(Data to use begins)
PR #440, opened 2018-07-23
defaults for host_hostname and host_domainname

gronke:
The jail properties `host_hostname` and `host_domainname` were reported to be unknown. This prevented them from being set or changed and reported warnings when listing jails with those properties defined.

```
The config property 'host_hostname' of jail 'my-jail' is unknown.
```


iocage/lib/Config/Jail/Defaults.py
```diff
@@ -86,7 +86,8 @@ class JailConfigDefaults(iocage.lib.Config.Jail.BaseConfig.BaseConfig):
         "ip6_saddrsel": 1,
         "ip6_addr": None,
         "resolver": "/etc/resolv.conf",
-        "host_domainname": "none",
+        "host_hostname": None,
+        "host_domainname": None,
```
igalic: i'm wondering if we shouldn't set 'local' **here**

gronke: Fine by me. I'd love to see a PR. @skarekrow what's your opinion?

PR #446, opened 2018-07-28
Fix static interface routes for defaultrouter6

gronke:
Using the static interface route syntax defaultrouter6="<gateway>@<interface>" did not result in properly configured routes. The `-6` flag was missing on the route command.


gronke:
Implemented in #438.

PR #456, opened 2018-08-02
escape network interface names and properties

gronke:
Network interface names may contain arbitrary UTF-8 characters. Quotation with shlex.quote mitigates command injection via network interface names or interface properties.

### Proof of Concept
```
ioc set vnet=on interfaces=";cat /etc/passwd" ... myjail
```


gronke:
Correct. Length validation does not have an impact on command injection issues. Soon you will find a PR addressing length validation and shortening interface suffixes used for the [Secure VNET](https://github.com/iocage/libiocage/pull/223) feature.

PR #460, opened 2018-08-05
improve release name parsing

### LINKED ISSUE #459: Rolling update
This is more of a question what would be best way to use ioc with combination of blue/green jail deployment. Creating jail with the same name but different tag will not work so I was trying with different naming schema and it turns out that anything other than [a-z0-9] and dash is not supported. I was able to use . within the jail name, but then I was unable to start the jail. Next thing come up to my mind was using multi pool scenario but then I got stuck with `ioc fetch -r blue/11.2-RELEASE` with the error that release *blue/11.2-RELEASE* is not available (<--- this is probably a bug?).

Anyone else using something similar. 

FYI at the moment I'm using a proprietary wrapper that handle the naming -> UUID translation and use uuid as jail name.

gronke:
fixes #459 

Release names may optionally contain a source dataset name (Multi-Pool) and a patch level.

`[<source_dataset_name>/]<release_name>[-p<patch-level>]`

For example:

```
11.1-RELEASE-p9
storage/11.2-RELEASE-p0
storage/11.2-RELEASE
```


urosgruber:
Thanks for quick turnover. Just checked with the branch and seems to be ok.

iocage/lib/Release.py
```diff
@@ -280,13 +280,16 @@ def name(self) -> str:
...
     def name(self, value: str) -> None:
         """Set the releases identifier (optionally including patchlevel)."""
-        patchlevel_match = re.match(r"^(?:.*/)?(.*)-p([0-9]+)$", value)
-        if patchlevel_match is None:
-            self._name = value
-            self.patchlevel = None
-        else:
-            self._name = patchlevel_match[1]
-            self.patchlevel = int(patchlevel_match[2])
+        match = re.match(r"^(?:(.*)/)?(.*)(?:-p([0-9]+))?$", value)
```
igalic: would you mind explaining this regex?
i don't understand the second bit `(.*)` bit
(Data to use ends)
Task requirements ->
Start with the first line of the data and print every line exactly. The line containing "### LINKED ISSUE #459: Rolling update" is the last one to include.

Answer to this task ->
PR #440, opened 2018-07-23
defaults for host_hostname and host_domainname

gronke:
The jail properties `host_hostname` and `host_domainname` were reported to be unknown. This prevented them from being set or changed and reported warnings when listing jails with those properties defined.

```
The config property 'host_hostname' of jail 'my-jail' is unknown.
```


iocage/lib/Config/Jail/Defaults.py
```diff
@@ -86,7 +86,8 @@ class JailConfigDefaults(iocage.lib.Config.Jail.BaseConfig.BaseConfig):
         "ip6_saddrsel": 1,
         "ip6_addr": None,
         "resolver": "/etc/resolv.conf",
-        "host_domainname": "none",
+        "host_hostname": None,
+        "host_domainname": None,
```
igalic: i'm wondering if we shouldn't set 'local' **here**

gronke: Fine by me. I'd love to see a PR. @skarekrow what's your opinion?

PR #446, opened 2018-07-28
Fix static interface routes for defaultrouter6

gronke:
Using the static interface route syntax defaultrouter6="<gateway>@<interface>" did not result in properly configured routes. The `-6` flag was missing on the route command.


gronke:
Implemented in #438.

PR #456, opened 2018-08-02
escape network interface names and properties

gronke:
Network interface names may contain arbitrary UTF-8 characters. Quotation with shlex.quote mitigates command injection via network interface names or interface properties.

### Proof of Concept
```
ioc set vnet=on interfaces=";cat /etc/passwd" ... myjail
```


gronke:
Correct. Length validation does not have an impact on command injection issues. Soon you will find a PR addressing length validation and shortening interface suffixes used for the [Secure VNET](https://github.com/iocage/libiocage/pull/223) feature.

PR #460, opened 2018-08-05
improve release name parsing

### LINKED ISSUE #459: Rolling update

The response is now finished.